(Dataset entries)

────

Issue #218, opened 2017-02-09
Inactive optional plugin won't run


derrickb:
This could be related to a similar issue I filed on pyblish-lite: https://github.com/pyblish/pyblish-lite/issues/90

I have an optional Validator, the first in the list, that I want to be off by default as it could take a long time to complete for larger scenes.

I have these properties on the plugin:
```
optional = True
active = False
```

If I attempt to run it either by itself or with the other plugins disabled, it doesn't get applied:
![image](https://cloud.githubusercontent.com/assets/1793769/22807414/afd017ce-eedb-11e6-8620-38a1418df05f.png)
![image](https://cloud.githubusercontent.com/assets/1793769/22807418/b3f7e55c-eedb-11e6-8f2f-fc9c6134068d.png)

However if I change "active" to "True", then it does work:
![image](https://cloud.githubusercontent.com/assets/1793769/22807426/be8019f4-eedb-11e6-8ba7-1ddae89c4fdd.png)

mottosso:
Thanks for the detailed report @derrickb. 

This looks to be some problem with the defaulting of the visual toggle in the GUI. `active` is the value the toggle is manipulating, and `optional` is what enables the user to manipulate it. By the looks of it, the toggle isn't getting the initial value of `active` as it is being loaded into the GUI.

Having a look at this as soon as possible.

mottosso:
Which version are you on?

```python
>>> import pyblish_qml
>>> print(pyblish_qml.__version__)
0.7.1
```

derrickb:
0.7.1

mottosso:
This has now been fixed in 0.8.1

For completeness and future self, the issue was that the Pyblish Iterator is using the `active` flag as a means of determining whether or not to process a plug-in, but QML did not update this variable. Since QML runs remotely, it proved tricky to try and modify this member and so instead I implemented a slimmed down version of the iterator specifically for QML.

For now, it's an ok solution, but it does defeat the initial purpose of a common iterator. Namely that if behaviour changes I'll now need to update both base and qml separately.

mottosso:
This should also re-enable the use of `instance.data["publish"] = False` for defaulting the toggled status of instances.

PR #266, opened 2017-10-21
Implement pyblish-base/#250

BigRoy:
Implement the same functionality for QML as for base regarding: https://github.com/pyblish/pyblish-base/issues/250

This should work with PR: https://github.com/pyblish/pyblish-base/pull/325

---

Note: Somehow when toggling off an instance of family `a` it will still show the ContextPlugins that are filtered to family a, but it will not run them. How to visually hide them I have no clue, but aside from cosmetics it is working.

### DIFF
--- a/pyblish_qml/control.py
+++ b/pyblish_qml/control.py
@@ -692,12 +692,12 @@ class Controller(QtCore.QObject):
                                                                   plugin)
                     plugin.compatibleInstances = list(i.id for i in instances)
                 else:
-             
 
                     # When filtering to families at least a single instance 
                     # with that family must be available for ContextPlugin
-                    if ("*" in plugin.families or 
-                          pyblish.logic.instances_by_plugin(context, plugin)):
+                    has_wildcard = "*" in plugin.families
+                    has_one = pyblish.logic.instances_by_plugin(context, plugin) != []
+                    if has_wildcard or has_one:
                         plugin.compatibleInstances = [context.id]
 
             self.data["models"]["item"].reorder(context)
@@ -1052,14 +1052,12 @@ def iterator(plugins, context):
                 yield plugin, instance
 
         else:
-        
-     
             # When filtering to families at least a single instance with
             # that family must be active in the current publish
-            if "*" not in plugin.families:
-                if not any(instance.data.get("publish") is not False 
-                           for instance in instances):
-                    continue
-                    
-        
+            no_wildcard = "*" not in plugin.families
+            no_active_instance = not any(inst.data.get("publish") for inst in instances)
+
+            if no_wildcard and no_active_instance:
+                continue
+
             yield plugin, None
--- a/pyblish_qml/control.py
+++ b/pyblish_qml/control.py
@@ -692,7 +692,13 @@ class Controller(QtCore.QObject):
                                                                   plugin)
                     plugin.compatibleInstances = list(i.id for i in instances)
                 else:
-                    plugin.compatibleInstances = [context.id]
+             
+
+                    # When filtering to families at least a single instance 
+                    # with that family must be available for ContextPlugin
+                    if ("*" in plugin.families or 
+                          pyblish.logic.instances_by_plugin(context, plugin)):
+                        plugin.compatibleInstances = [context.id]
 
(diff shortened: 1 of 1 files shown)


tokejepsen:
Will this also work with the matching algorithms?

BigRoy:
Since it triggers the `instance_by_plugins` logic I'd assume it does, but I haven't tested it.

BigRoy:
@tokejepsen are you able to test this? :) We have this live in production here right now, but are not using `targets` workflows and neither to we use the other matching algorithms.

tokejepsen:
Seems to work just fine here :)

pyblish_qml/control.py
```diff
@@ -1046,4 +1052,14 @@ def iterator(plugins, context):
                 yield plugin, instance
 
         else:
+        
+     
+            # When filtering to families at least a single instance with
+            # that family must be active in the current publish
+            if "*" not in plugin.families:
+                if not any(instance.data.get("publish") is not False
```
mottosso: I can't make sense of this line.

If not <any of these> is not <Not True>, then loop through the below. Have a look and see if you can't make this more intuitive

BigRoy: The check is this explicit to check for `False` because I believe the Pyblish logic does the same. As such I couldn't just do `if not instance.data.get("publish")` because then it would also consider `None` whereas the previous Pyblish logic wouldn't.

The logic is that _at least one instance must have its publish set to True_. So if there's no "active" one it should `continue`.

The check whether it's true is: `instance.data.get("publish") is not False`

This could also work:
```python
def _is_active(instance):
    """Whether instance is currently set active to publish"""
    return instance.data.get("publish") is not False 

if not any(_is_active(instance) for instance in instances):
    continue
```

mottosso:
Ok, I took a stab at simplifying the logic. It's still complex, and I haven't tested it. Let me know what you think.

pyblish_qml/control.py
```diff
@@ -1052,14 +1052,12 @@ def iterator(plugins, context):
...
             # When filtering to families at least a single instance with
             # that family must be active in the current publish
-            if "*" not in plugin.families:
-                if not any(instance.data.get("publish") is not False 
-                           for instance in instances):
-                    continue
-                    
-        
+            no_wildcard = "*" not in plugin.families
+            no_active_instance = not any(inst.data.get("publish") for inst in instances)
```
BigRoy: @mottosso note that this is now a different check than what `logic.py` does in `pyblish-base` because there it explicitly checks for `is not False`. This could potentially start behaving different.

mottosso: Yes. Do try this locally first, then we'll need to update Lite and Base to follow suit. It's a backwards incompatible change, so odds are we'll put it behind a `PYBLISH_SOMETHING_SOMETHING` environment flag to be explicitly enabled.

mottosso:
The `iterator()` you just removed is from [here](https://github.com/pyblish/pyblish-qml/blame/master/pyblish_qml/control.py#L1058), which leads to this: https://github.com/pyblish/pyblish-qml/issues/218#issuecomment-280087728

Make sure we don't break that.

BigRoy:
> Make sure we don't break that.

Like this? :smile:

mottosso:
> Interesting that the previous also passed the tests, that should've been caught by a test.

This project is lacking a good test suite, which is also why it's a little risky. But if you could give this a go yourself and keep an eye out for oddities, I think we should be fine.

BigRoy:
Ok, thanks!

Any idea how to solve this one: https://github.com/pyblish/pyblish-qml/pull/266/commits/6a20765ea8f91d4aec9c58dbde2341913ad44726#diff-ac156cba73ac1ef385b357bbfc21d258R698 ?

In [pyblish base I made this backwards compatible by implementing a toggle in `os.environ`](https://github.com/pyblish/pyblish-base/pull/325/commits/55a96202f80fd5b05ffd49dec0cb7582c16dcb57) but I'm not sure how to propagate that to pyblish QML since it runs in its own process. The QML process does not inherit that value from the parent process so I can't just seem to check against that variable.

────

Repeat the data verbatim.

Issue #218, opened 2017-02-09
Inactive optional plugin won't run


derrickb:
This could be related to a similar issue I filed on pyblish-lite: https://github.com/pyblish/pyblish-lite/issues/90

I have an optional Validator, the first in the list, that I want to be off by default as it could take a long time to complete for larger scenes.

I have these properties on the plugin:
```
optional = True
active = False
```

If I attempt to run it either by itself or with the other plugins disabled, it doesn't get applied:
![image](https://cloud.githubusercontent.com/assets/1793769/22807414/afd017ce-eedb-11e6-8620-38a1418df05f.png)
![image](https://cloud.githubusercontent.com/assets/1793769/22807418/b3f7e55c-eedb-11e6-8f2f-fc9c6134068d.png)

However if I change "active" to "True", then it does work:
![image](https://cloud.githubusercontent.com/assets/1793769/22807426/be8019f4-eedb-11e6-8ba7-1ddae89c4fdd.png)

mottosso:
Thanks for the detailed report @derrickb. 

This looks to be some problem with the defaulting of the visual toggle in the GUI. `active` is the value the toggle is manipulating, and `optional` is what enables the user to manipulate it. By the looks of it, the toggle isn't getting the initial value of `active` as it is being loaded into the GUI.

Having a look at this as soon as possible.

mottosso:
Which version are you on?

```python
>>> import pyblish_qml
>>> print(pyblish_qml.__version__)
0.7.1
```

derrickb:
0.7.1

mottosso:
This has now been fixed in 0.8.1

For completeness and future self, the issue was that the Pyblish Iterator is using the `active` flag as a means of determining whether or not to process a plug-in, but QML did not update this variable. Since QML runs remotely, it proved tricky to try and modify this member and so instead I implemented a slimmed down version of the iterator specifically for QML.

For now, it's an ok solution, but it does defeat the initial purpose of a common iterator. Namely that if behaviour changes I'll now need to update both base and qml separately.

mottosso:
This should also re-enable the use of `instance.data["publish"] = False` for defaulting the toggled status of instances.

PR #266, opened 2017-10-21
Implement pyblish-base/#250

BigRoy:
Implement the same functionality for QML as for base regarding: https://github.com/pyblish/pyblish-base/issues/250

This should work with PR: https://github.com/pyblish/pyblish-base/pull/325

---

Note: Somehow when toggling off an instance of family `a` it will still show the ContextPlugins that are filtered to family a, but it will not run them. How to visually hide them I have no clue, but aside from cosmetics it is working.

### DIFF
--- a/pyblish_qml/control.py
+++ b/pyblish_qml/control.py
@@ -692,12 +692,12 @@ class Controller(QtCore.QObject):
                                                                   plugin)
                     plugin.compatibleInstances = list(i.id for i in instances)
                 else:
-             
 
                     # When filtering to families at least a single instance 
                     # with that family must be available for ContextPlugin
-                    if ("*" in plugin.families or 
-                          pyblish.logic.instances_by_plugin(context, plugin)):
+                    has_wildcard = "*" in plugin.families
+                    has_one = pyblish.logic.instances_by_plugin(context, plugin) != []
+                    if has_wildcard or has_one:
                         plugin.compatibleInstances = [context.id]
 
             self.data["models"]["item"].reorder(context)
@@ -1052,14 +1052,12 @@ def iterator(plugins, context):
                 yield plugin, instance
 
         else:
-        
-     
             # When filtering to families at least a single instance with
             # that family must be active in the current publish
-            if "*" not in plugin.families:
-                if not any(instance.data.get("publish") is not False 
-                           for instance in instances):
-                    continue
-                    
-        
+            no_wildcard = "*" not in plugin.families
+            no_active_instance = not any(inst.data.get("publish") for inst in instances)
+
+            if no_wildcard and no_active_instance:
+                continue
+
             yield plugin, None
--- a/pyblish_qml/control.py
+++ b/pyblish_qml/control.py
@@ -692,7 +692,13 @@ class Controller(QtCore.QObject):
                                                                   plugin)
                     plugin.compatibleInstances = list(i.id for i in instances)
                 else:
-                    plugin.compatibleInstances = [context.id]
+             
+
+                    # When filtering to families at least a single instance 
+                    # with that family must be available for ContextPlugin
+                    if ("*" in plugin.families or 
+                          pyblish.logic.instances_by_plugin(context, plugin)):
+                        plugin.compatibleInstances = [context.id]
 
(diff shortened: 1 of 1 files shown)


tokejepsen:
Will this also work with the matching algorithms?

BigRoy:
Since it triggers the `instance_by_plugins` logic I'd assume it does, but I haven't tested it.

BigRoy:
@tokejepsen are you able to test this? :) We have this live in production here right now, but are not using `targets` workflows and neither to we use the other matching algorithms.

tokejepsen:
Seems to work just fine here :)

pyblish_qml/control.py
```diff
@@ -1046,4 +1052,14 @@ def iterator(plugins, context):
                 yield plugin, instance
 
         else:
+        
+     
+            # When filtering to families at least a single instance with
+            # that family must be active in the current publish
+            if "*" not in plugin.families:
+                if not any(instance.data.get("publish") is not False
```
mottosso: I can't make sense of this line.

If not <any of these> is not <Not True>, then loop through the below. Have a look and see if you can't make this more intuitive

BigRoy: The check is this explicit to check for `False` because I believe the Pyblish logic does the same. As such I couldn't just do `if not instance.data.get("publish")` because then it would also consider `None` whereas the previous Pyblish logic wouldn't.

The logic is that _at least one instance must have its publish set to True_. So if there's no "active" one it should `continue`.

The check whether it's true is: `instance.data.get("publish") is not False`

This could also work:
```python
def _is_active(instance):
    """Whether instance is currently set active to publish"""
    return instance.data.get("publish") is not False 

if not any(_is_active(instance) for instance in instances):
    continue
```

mottosso:
Ok, I took a stab at simplifying the logic. It's still complex, and I haven't tested it. Let me know what you think.

pyblish_qml/control.py
```diff
@@ -1052,14 +1052,12 @@ def iterator(plugins, context):
...
             # When filtering to families at least a single instance with
             # that family must be active in the current publish
-            if "*" not in plugin.families:
-                if not any(instance.data.get("publish") is not False 
-                           for instance in instances):
-                    continue
-                    
-        
+            no_wildcard = "*" not in plugin.families
+            no_active_instance = not any(inst.data.get("publish") for inst in instances)
```
BigRoy: @mottosso note that this is now a different check than what `logic.py` does in `pyblish-base` because there it explicitly checks for `is not False`. This could potentially start behaving different.

mottosso: Yes. Do try this locally first, then we'll need to update Lite and Base to follow suit. It's a backwards incompatible change, so odds are we'll put it behind a `PYBLISH_SOMETHING_SOMETHING` environment flag to be explicitly enabled.

mottosso:
The `iterator()` you just removed is from [here](https://github.com/pyblish/pyblish-qml/blame/master/pyblish_qml/control.py#L1058), which leads to this: https://github.com/pyblish/pyblish-qml/issues/218#issuecomment-280087728

Make sure we don't break that.

BigRoy:
> Make sure we don't break that.

Like this? :smile:

mottosso:
> Interesting that the previous also passed the tests, that should've been caught by a test.

This project is lacking a good test suite, which is also why it's a little risky. But if you could give this a go yourself and keep an eye out for oddities, I think we should be fine.

BigRoy:
Ok, thanks!

Any idea how to solve this one: https://github.com/pyblish/pyblish-qml/pull/266/commits/6a20765ea8f91d4aec9c58dbde2341913ad44726#diff-ac156cba73ac1ef385b357bbfc21d258R698 ?

In [pyblish base I made this backwards compatible by implementing a toggle in `os.environ`](https://github.com/pyblish/pyblish-base/pull/325/commits/55a96202f80fd5b05ffd49dec0cb7582c16dcb57) but I'm not sure how to propagate that to pyblish QML since it runs in its own process. The QML process does not inherit that value from the parent process so I can't just seem to check against that variable.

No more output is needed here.